### [TASK DETAILS]
How many lines in the records below contain the word "commented"? Answer with the number alone.
——————
PR #4053, opened 2024-12-06
fix: correct editor link validation

augustlindemer:
Tightens editor link validation from any link text including ''click'' or ''here'' to links set solely over ''click here'' or ''clicking here''. Includes trimming of white space and punctuation.

### DIFF
--- a/editor.planx.uk/src/ui/editor/RichTextInput/RichTextInput.tsx
+++ b/editor.planx.uk/src/ui/editor/RichTextInput/RichTextInput.tsx
@@ -200,8 +200,8 @@ export const emptyContent = "<p></p>";
 const linkSelectionError = (selectionHtml: string): string | null => {
   if (selectionHtml.startsWith("<p>") && selectionHtml.endsWith("</p>")) {
     const text = selectionHtml.slice(3, -4);
-    const lowercaseText = text.toLowerCase();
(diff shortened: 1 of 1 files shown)


editor.planx.uk/src/ui/editor/RichTextInput/RichTextInput.tsx
```diff
@@ -200,8 +200,8 @@ export const emptyContent = "<p></p>";
 const linkSelectionError = (selectionHtml: string): string | null => {
   if (selectionHtml.startsWith("<p>") && selectionHtml.endsWith("</p>")) {
     const text = selectionHtml.slice(3, -4);
-    const lowercaseText = text.toLowerCase();
-    if (lowercaseText.includes("click") || lowercaseText.includes("here")) {
+    const lowercaseText = text.toLowerCase().trim().replace(/[.,]/g, "");
+    if (lowercaseText == "click here" || lowercaseText == "clicking here") {
```
DafyddLlyr, line 204: nit: We should use `===` here instead of `==` ([docs](https://developer.mozilla.org/en-US/docs/Web/JavaScript/Reference/Operators/Strict_equality))

DafyddLlyr (approved):
Great fix! 🏅 

This would currently be catching things like "atmosphere"  or "sphere" 🤦

PR #4054, opened 2024-12-07
fix: Convert Digital Planning payload to JSON file before upload

DafyddLlyr:
## What does this PR do?
 - Convert a `DigitalPlanningPayload` to an `Express.Multer.File` for upload
 - Addresses issues discussed here - https://opensystemslab.slack.com/archives/C01E3AC0C03/p1733474436178079 (OSL Slack)

### Comments
Trickier than expected! TypeScript isn't catching the mismatch between `DigitalPlanningPayload` and `Express.Multer.File` even when the type is imported and assigned. I think it's to do with the combination of the type complexity plus the `Awaited<>` utility type which has a depth limit I believe.

Next up is some tests here for the entire module (in another PR), will also check the Pizza to make this is working as expected once it's up.

### DIFF
--- a/api.planx.uk/modules/file/service/uploadFile.ts
+++ b/api.planx.uk/modules/file/service/uploadFile.ts
@@ -7,7 +7,6 @@ import mime from "mime";
 import { customAlphabet } from "nanoid";
 import { isLiveEnv } from "../../../helpers.js";
 import { s3Factory } from "./utils.js";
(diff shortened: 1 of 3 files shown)


jessicamcinchak (approved):
Thanks for picking this up :+1: 

Pizza working as expected & JSON file is populated: https://4054.planx.pizza/barnet/test/submissions-log

PR #4057, opened 2024-12-09
feat(fee-breakdown): Display for "invite to pay" journeys

DafyddLlyr:


editor.planx.uk/src/pages/Pay/MakePayment.tsx
```diff
@@ -225,14 +227,19 @@ export default function MakePayment({
...
+            </Container>
+            <Confirm
+              fee={toDecimal(paymentAmount)}
+              onConfirm={readyAction}
+              buttonTitle={currentState.button!}
+              showInviteToPay={false}
+              hideFeeBanner={true}
+              paymentStatus={payment?.state.status}
+            />
+          </>
```
jessicamcinchak, line 242: nit: I think this should be feature-flagged ? I can see a breakdown here with & without feature flag: https://4057.planx.pizza/barnet/invite-to-pay-test/pay?paymentRequestId=f0babfb3-4a57-4c01-bdc2-cd344bac865c

Also, minor style nitpick: should we remove "Fee" line from top table, and then simply call bottom part "Fee" instead of "Fee breakdown" ? 
Screenshot from 2024-12-09 16-46-37

hasura.planx.uk/migrations/1733686124805_alter_table_public_payment_requests_add_column_fee_breakdown/up.sql
```diff
@@ -0,0 +1,2 @@
+alter table "public"."payment_requests" add column "fee_breakdown" jsonb
+ null;
```
jessicamcinchak, line 2: :+1:

editor.planx.uk/src/pages/Pay/MakePayment.tsx
jessicamcinchak: Also, do we need to account for any active invitations that won't have saved breakdown details when this merges? Will the breakdown simply not display/be hidden?

DafyddLlyr: Yep - feature flag should be here thanks! 

Changed from "Fee breakdown" to "Fee".

This will just not show at all if there's no fee breakdown, so we should be ok for that transition period 👍 

I'd love a pass over this page by Ian at some point also - the two tables, one horizontal and one vertical just feel a bit weird back to back here.

jessicamcinchak (approved):

PR #4189, opened 2025-01-23
feat: Updated team page with filters

ianjon3s:
## Main branch for merging team page work into

Testing Notes:

#### General

- As a “teamEditor” of a team I can navigate to this team see all of my services
- For each service I can:
  - Read the service title
  - See whether a service is online or offline
  - See whether a service is a submission service
  - See whether a service is a statutory service
  - See and operate the functional menu for each service
- If I’m not a “teamEditor” of a team I can do all of the above, with exception that the functional menu is not visible
- When I publish a service with a Send component, this service is given the submission tag
- When I publish a submission service with application.type in the data field of a component and a valid data value according to the ODP Schema, this service is given the statutory tag

#### Searching
- When viewing my team page I can locate the search input to:
  - Enter a search term, to filter down the list of displayed services
  - Use the close (X) button to remove my search term and reset results
- When a search term is present:
  - The list of services is displayed with valid and useful results
  - The services list subtitle shows me how many results I am viewing
  - If there are no results, I am shown the subtitle “No results”
  - I can use the “clear all filters” link to reset to default

#### Filtering
- I can locate the filters dropdown to:
  - Toggle filters off and on
- When one or more filters are enabled
  - The list of services is displayed with valid results (corresponding to selected filters)
  - I can see which filters are active with the addition of “chips” for each applied filter
  - I can remove an applied filter by using the close (X) button on a chip
  - The services list subtitle shows me how many results I am viewing
  - If there are no results, I am shown the subtitle “No results”
  - I can use the “clear all filters” link to reset to default
  - I can copy the page address/URL, to share a filtered view of services (open in a new tab to test)
  
#### Reordering/sorting
- By default, the list of services is ordered “Last updated” + “Newest first”
- I can use the dropdown menus to:
  - Change the parameter for ordering
  - Change the direction of ordering
- I can copy the page address/URL, to share an ordered view of services (open in a new tab to test)

PR #4298, opened 2025-02-11
fix: remove transparent background to Checkbox component

RODO94:
Recurring issue in the Filters work here: https://github.com/theopensystemslab/planx-new/pull/4189

Initial fix was to set the `background:"inherit"` but it didn't seem to solve the issue, maybe due to an issue on what it was inheriting.

Found the simplest solution was to set it to the colour of it's non-focused style. I also tried `unset` and other attributes, but nothing worked as well.


DafyddLlyr (approved):
Perfect - thank you!

PR #4300, opened 2025-02-11
fix: Clickable width and alignment of checkboxes

ianjon3s:
## What does this PR do?

Fixes a global (public & editor) issue where the clickable width of checkboxes extends beyond the text label.

Also addresses vertical alignment so that the first line of text is always aligned with the centre of the checkbox (rather than the whole text block).

Making both of these changes brings us inline with the GOV.UK checkbox style:
https://design-system.service.gov.uk/components/checkboxes/

Preview:
https://4300.planx.pizza/testing/checkboxes-variable-width/published?analytics=false


jessicamcinchak (approved):
Good spot, thank you!

DafyddLlyr (approved):

PR #4303, opened 2025-02-12
refactor: Readme page external portal switch to expand

ianjon3s:
## What does this PR?

Updates readme page show/hide external portals from using a `<Switch>` to use `<SimpleExpand>`.

Rationale:
We use the switch component as an in-form input to toggle functionality or settings, this is occasionally tied in with an interface change (for example when using expandable checklists). For interface only (show/hide) functions we use `<SimpleExpand>` or the accordion component.

Something I'm not sure about (cc @jamdelion ) — is the switch/toggle a performance consideration (only fetch portal list on "show"), which I'm overriding with this change, or is it a purely visual thing?

Preview:
https://4303.planx.pizza/barnet/apply-for-prior-approval/about

### DIFF
--- a/editor.planx.uk/src/pages/FlowEditor/ReadMePage/ReadMePage.tsx
+++ b/editor.planx.uk/src/pages/FlowEditor/ReadMePage/ReadMePage.tsx
@@ -2,6 +2,7 @@ import Box from "@mui/material/Box";
 import Button from "@mui/material/Button";
 import Container from "@mui/material/Container";
 import Typography from "@mui/material/Typography";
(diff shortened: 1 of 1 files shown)


jamdelion (approved):
Thanks Ian, I've tried this out and works as expected.

As for your question about performance, the toggle was purely visual for showing the portals - we fetch the portals either way from the store when the component renders for the first time (see lines 33-51). 

By using the SimpleExpand, you've removed the need for this page to store state about whether the portals are showing or not, so line 57 `  const [showExternalPortals, setShowExternalPortals] = useState(false);` (and the import of `useState` from React) can also be removed. 😁

PR #4305, opened 2025-02-12
feat: hoist submissions log to team level

jamdelion:
## In this PR:

- Adjust submissions log query to get all submissions for a team
- Add flow name to `submissions_log_summary` view
- Pass props into the Submission log to filter on the front end for a particular flow if navigating to the log from a flow

🎟️ Trello ticket: https://trello.com/c/tuVo5aIF/3149-make-submission-log-at-the-team-level-filterable

## NOT in this PR:

- Making the submissions log filterable/searchable

## Screenshot

Screenshot 2025-02-12 at 17 44 00


editor.planx.uk/src/pages/FlowEditor/components/Settings/Submissions/types.ts
```diff
@@ -0,0 +1,38 @@
...
+    | "Submitted"
+    | "Capturable"
+    | "Failed"
+    | "Cancelled"
+    | "Error"
+    | "Unknown";
+  retry: boolean;
+  response: Record<string, any>;
+  createdAt: string;
+  flowName: string;
```
jamdelion, line 28: `flowName` added here

editor.planx.uk/src/routes/submissionsLog.tsx
jamdelion, line 1: split out into `flowSubmissionsLog` and `teamSubmissionsLog`

editor.planx.uk/src/routes/teamSubmissionsLog.tsx
```diff
@@ -0,0 +1,38 @@
...
+          title: makeTitle([teamSlug, "submissions-log"].join("/")),
+          view: Submissions,
+        };
+      }),
+    ),
+    "/:flow": compose(
+      route(async (req) => {
+        const { team: teamSlug, flow: flowSlug } = req.params;
+
+        console.log("req.params", req.params);
```
RODO94, line 27: nit: console.log here

hasura.planx.uk/migrations/1739375815458_run_sql_migration/up.sql
```diff
@@ -0,0 +1,78 @@
...
+ SELECT ls.flow_id,
+    ae.session_id,
+    ae.event_id,
+    ae.event_type,
+    ae.status,
+    ae.response,
+    ae.created_at,
+    ae.retry,
+    f.team_id,
+    f.name AS flow_name
```
RODO94, line 73: @jamdelion is `flow_name` the change?

editor.planx.uk/src/pages/FlowEditor/components/Settings/Submissions/index.tsx
```diff
@@ -60,31 +26,52 @@ const Submissions: React.FC = () => {
...
+          available to be downloaded by team editors.`}
         </Typography>
       </SettingsSection>
       <SettingsSection>
-        <EventsLog submissions={submissions} loading={loading} error={error} />
+        <EventsLog
+          submissions={filteredSubmissions}
+          loading={loading}
+          error={error}
+          filterByFlow={Boolean(flowSlug)}
```
RODO94, line 73: `filterByFlow` is used here to determine whether we're showing submissions at Flow level or Team level?

RODO94 (commented):
It was working well for me on the pizza, I just had a few questions to make sure I was following what was happening.

Also, I couldn't run `sync-data` on the branch locally due to extra data on seeding flows, might just need a rebase to fix

editor.planx.uk/src/routes/team.tsx
```diff
@@ -90,8 +90,10 @@ const routes = compose(
 
     "/:flow/service": setFlowAndLazyLoad(() => import("./serviceSettings")),
 
-    "/:flow/submissions-log": setFlowAndLazyLoad(
-      () => import("./submissionsLog"),
+    "/submissions-log": lazy(() => import("./teamSubmissionsLog")),
+
+    "/submissions-log/:flow": setFlowAndLazyLoad(
+      () => import("./flowSubmissionsLog"),
```
DafyddLlyr, line 96: I think that if we make this the same route, but with an optional query param for a pre-set filter of flowSlug (or flowId) we might give ourselves a bit more flexibility here.

So rather than `/submissions-log/:flow` being a unique route, we just have a link at flow level that points to `/:teamSlug/submissions-log?flow=:flowSlug`.

This then take the user to a pre-filtered view of the same page, and they could remove this filter if they wish to do so. This might be a little simpler and have a lot of the conditionals we currently have on this component. This might just be something we need to do in future once we have the datagrid in place and might not be wholly practical just now. What do you think?

DafyddLlyr (approved):
One small question about implementation that we can discuss, fix forward, or leave as-is - just wanted to raise the suggestion.

Looking good - nice and simple 👍

hasura.planx.uk/migrations/1739375815458_run_sql_migration/up.sql
jamdelion: Yep added that as a new column in the view :)

editor.planx.uk/src/pages/FlowEditor/components/Settings/Submissions/index.tsx
jamdelion: Exactly - if there is a flowSlug in the query params, the table only shows submissions for that flow. Otherwise it shows all submissions for that team across all flows.

PR #4312, opened 2025-02-13
feat: Dedicated styles for locked editor graph and modal

ianjon3s:
## What does this PR do?

- Sets styles for non-editable graph + components (to be shared with templates)
- Configures editor modal to have `disabled` inputs when non-editable (only "Section" component done so far)

Preview:
https://4312.planx.pizza/barnet/apply-for-prior-approval

### DIFF
--- a/editor.planx.uk/src/@planx/components/Checklist/Editor/components/OptionsEditor.tsx
+++ b/editor.planx.uk/src/@planx/components/Checklist/Editor/components/OptionsEditor.tsx
@@ -2,7 +2,6 @@ import {
   BaseOptionsEditor,
   BaseOptionsEditorProps,
 } from "@planx/components/shared/BaseOptionsEditor";
-import { props } from "ramda";
 import React from "react";
 import SimpleMenu from "ui/editor/SimpleMenu";
 
--- a/editor.planx.uk/src/@planx/components/Checklist/Editor/components/OptionsEditor.tsx
+++ b/editor.planx.uk/src/@planx/components/Checklist/Editor/components/OptionsEditor.tsx
@@ -2,6 +2,7 @@ import {
   BaseOptionsEditor,
   BaseOptionsEditorProps,
 } from "@planx/components/shared/BaseOptionsEditor";
+import { props } from "ramda";
 import React from "react";
 import SimpleMenu from "ui/editor/SimpleMenu";
 
@@ -11,6 +12,7 @@ export type ChecklistOptionsEditorProps = BaseOptionsEditorProps & {
   groups?: Array<string>;
   onMoveToGroup?: (itemIndex: number, groupIndex: number) => void;
   showValueField?: boolean;
+  disabled?: boolean;
 };
 
 const ChecklistOptionsEditor: React.FC<ChecklistOptionsEditorProps> = ({
@@ -21,6 +23,7 @@ const ChecklistOptionsEditor: React.FC<ChecklistOptionsEditorProps> = ({
   groups,
   onMoveToGroup,
   index,
+  disabled,
 }) => {
   return (
     <BaseOptionsEditor
@@ -28,6 +31,7 @@ const ChecklistOptionsEditor: React.FC<ChecklistOptionsEditorProps> = ({
       schema={schema}
       onChange={onChange}
       showValueField={showValueField}
+      disabled={disabled}
     >
       {typeof index !== "undefined" && groups && onMoveToGroup && (
         <SimpleMenu
--- a/editor.planx.uk/src/@planx/components/InternalPortal/Editor.tsx
+++ b/editor.planx.uk/src/@planx/components/InternalPortal/Editor.tsx
@@ -36,7 +36,7 @@ const InternalPortalForm: React.FC<{
   flows = [],
   tags = [],
   notes = "",
-  disabled = false,
+  disabled,
 }) => {
   const formik = useFormik({
     initialValues: {
@@ -113,7 +113,11 @@ const InternalPortalForm: React.FC<{
           </ModalSectionContent>
         )}
       </ModalSection>
-      <ModalFooter formik={formik} showMoreInformation={false} disabled={disabled} />
+      <ModalFooter
+        formik={formik}
+        showMoreInformation={false}
+        disabled={disabled}
+      />
     </form>
   );
 };
--- a/editor.planx.uk/src/@planx/components/InternalPortal/Editor.tsx
+++ b/editor.planx.uk/src/@planx/components/InternalPortal/Editor.tsx
@@ -28,6 +28,7 @@ const InternalPortalForm: React.FC<{
   handleSubmit?: (val: any) => void;
   flows?: Array<Flow>;
   tags?: NodeTag[];
+  disabled?: boolean;
 }> = ({
   handleSubmit,
   text = "",
@@ -35,6 +36,7 @@ const InternalPortalForm: React.FC<{
   flows = [],
   tags = [],
   notes = "",
+  disabled = false,
 }) => {
   const formik = useFormik({
     initialValues: {
@@ -79,7 +81,7 @@ const InternalPortalForm: React.FC<{
               placeholder="Enter a portal name"
               rows={2}
               value={formik.values.text}
-              disabled={!!formik.values.flowId}
+              disabled={disabled || !!formik.values.flowId}
               id="portalFlowId"
             />
           </ErrorWrapper>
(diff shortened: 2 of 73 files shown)


editor.planx.uk/src/@planx/components/Section/Editor.tsx
```diff
@@ -14,6 +15,8 @@ import { parseSection, Section } from "./model";
 
 type Props = EditorProps<TYPES.Section, Section>;
 
+const teamSlug = window.location.pathname.split("/")[1];
```
jamdelion, line 18: I'd expect to get the team slug from the store rather than the pathname on the page (i.e. maintaining that the store is our source of truth which feeds into everything else, including the pathname). 

There are [examples in other files](https://github.com/theopensystemslab/planx-new/blob/b2df58e95769cf0f42f4c656d004d8c112c085e6/editor.planx.uk/src/pages/FlowEditor/components/Settings/Submissions/EventsLog.tsx#L101) of getting both the team and the `canUserEditTeam` function from the store at once, e.g. 

```typescript
const [teamSlug, canUserEditTeam] = useStore((state) => [
    state.teamSlug,
    state.canUserEditTeam,
    ])
    
     canUserEditTeam(teamSlug)
    ...
    
  ```

**Comment by ianjon3s** [comment]
@DafyddLlyr @jamdelion , thanks both for your comments and guidance.

I've refactored this so that the `disabled` state is not controlled from `FormModal.tsx` based on user permission.

This is working for the Section and Find property components:
https://4312.planx.pizza/barnet/apply-for-prior-approval/nodes/_root/nodes/f9HnFqX403/edit
https://4312.planx.pizza/barnet/apply-for-prior-approval/nodes/_root/nodes/T1zEiqX403/edit

If this approach is the correct one I'll continue to work through the other components to correctly apply the `disabled` state.

I was able to apply the `disabled` state to the tag selector but this caused tests to fail, I'll need some assistance with this eventually as I'm not familiar with the logic required for multiple test scenarios.

File: editor.planx.uk/src/@planx/components/Section/Editor.tsx [hunk 2]
```diff
@@ -1,6 +1,7 @@
 import { ComponentType as TYPES } from "@opensystemslab/planx-core/types";
 import { EditorProps } from "@planx/components/shared/types";
 import { useFormik } from "formik";
+import { useStore } from "pages/FlowEditor/lib/store";
```
DafyddLlyr, line 4: nit: Unused import

editor.planx.uk/src/@planx/components/shared/types.tsx
```diff
@@ -6,6 +6,7 @@ export interface EditorProps<Type, Data> {
   id?: string;
   handleSubmit?: (data: { type: Type; data: Data }) => void;
   node?: any;
+  disabled?: boolean;
```
DafyddLlyr, line 9:
```suggestion
  disabled: boolean;
```

We'll eventually want to make this mandatory. Having it optional for now allows you to fix a component at a time however. Something to make required just before opening for review I think 👍

editor.planx.uk/src/pages/FlowEditor/components/forms/FormModal.tsx
```diff
@@ -143,8 +143,11 @@ const FormModal: React.FC<{
   ]);
   const handleClose = () => navigate(rootFlowPath(true));
 
-  // useStore.getState().getTeam().slug undefined here, use window instead
-  const teamSlug = window.location.pathname.split("/")[1];
+  const teamSlug = useStore.getState().getTeam().slug;
```
DafyddLlyr, line 146: Have you had any issues with this method? The comment this replaces suggests there might be an issue with using the store. Not sure of the original source of this, just flagging!

editor.planx.uk/src/theme.ts
```diff
@@ -580,6 +581,11 @@ const getThemeOptions = ({
                 opacity: 0,
               },
             },
+            "& .MuiSwitch-switchBase.Mui-disabled": {
+              "& + .MuiSwitch-track": {
```
DafyddLlyr, line 585: Are we able to import these from MUI - e.g. `switchClasses`?

editor.planx.uk/src/@planx/components/shared/types.tsx
DafyddLlyr: Just seen this comment applies a few times throughout this PR!

editor.planx.uk/src/ui/editor/RichTextInput/RichTextInput.tsx
```diff
@@ -40,7 +40,7 @@ import {
   linkSelectionError,
 } from "./validationHelpers";
 
-const RichTextInput: FC<Props> = (props) => {
+const RichTextInput: FC<Props & { disabled?: boolean }> = (props) => {
```
DafyddLlyr, line 43: I'd modify `Props` directly here as opposed to extending this just in-line.

DafyddLlyr (commented):
Looking great - this is exactly what I had in mind 🙌

editor.planx.uk/src/pages/FlowEditor/components/forms/FormModal.tsx
ianjon3s: I've not had any issues getting this from the store, I'll keep on eye on this thought.

editor.planx.uk/src/theme.ts
ianjon3s: Yes, I've updated to use the correctly imported classes. In order to get this to work I had to import + export from `<Switch>` as we're using our version of the component.

editor.planx.uk/src/ui/editor/RichTextInput/RichTextInput.tsx
ianjon3s: Have updated to edit `RichTextInput` props directly

editor.planx.uk/src/@planx/components/InternalPortal/Editor.tsx
```diff
@@ -28,13 +28,15 @@ const InternalPortalForm: React.FC<{
...
   tags?: NodeTag[];
+  disabled?: boolean;
 }> = ({
   handleSubmit,
   text = "",
   flowId = "",
   flows = [],
   tags = [],
   notes = "",
+  disabled = false,
```
DafyddLlyr, line 39: We shouldn't need to define a fallback value like this at a low level - we should be able to do it once at a high level where we run our permission check. This goes hand-in-hand with making `disabled` a mandatory field and not an optional one 👍

editor.planx.uk/src/theme.ts
```diff
@@ -22,6 +22,7 @@ import { gridClasses } from "@mui/x-data-grid";
 import type {} from "@mui/x-data-grid/themeAugmentation";
 import { TeamTheme } from "@opensystemslab/planx-core/types";
 import { getContrastTextColor } from "styleUtils";
+import { switchClasses } from "ui/shared/Switch";
```
DafyddLlyr, line 25: We should be able to import this directly and remove the export from out `Switch` by adding the following line - 

```suggestion
// eslint-disable-next-line no-restricted-imports
import { switchClasses } from "@mui/material/Switch";
```

editor.planx.uk/src/ui/shared/Switch.tsx
```diff
@@ -14,15 +17,19 @@ interface Props {
   name?: string;
   variant?: "editorPage" | "editorModal";
   capitalize?: boolean;
+  disabled?: boolean;
 }
 
+export { switchClasses };
```
DafyddLlyr, line 23: Please see previous comment.

DafyddLlyr (approved):
Worked through the code here - all looking good and as expected - mammoth task!

A few small issues to address - 

 - `disabled` shouldn't be an optional prop (remove `?`)
 - `disabled` shouldn't need a fallback value (as it will always be `true` or `false`)

Working through the UI now and will list any issues I hit (if any) before coming back for final approval ✅

DafyddLlyr (changes requested):
A few visual comments - 

 - Incorrect border colour on data fields in graph view 
 
 
image

- Clones - white BG and black dashed line

image

- Alt test "Edit" button on images is still enabled

image

- DateInput modal still has editable fields

image

ianjon3s:
Thanks so much for these @DafyddLlyr , I'll work through 👍

editor.planx.uk/src/@planx/components/Checklist/Editor/components/OptionsEditor.tsx
```diff
@@ -2,6 +2,7 @@ import {
   BaseOptionsEditor,
   BaseOptionsEditorProps,
 } from "@planx/components/shared/BaseOptionsEditor";
+import { props } from "ramda";
```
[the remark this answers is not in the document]
ianjon3s: Good catch, have removed

ianjon3s:
@DafyddLlyr I've tested this with the `all-components` flow with permission to edit true + false and all seems well. Just need a ✅ to get it across the line

DafyddLlyr (approved):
——————
### [REPLY TO THE TASK]
2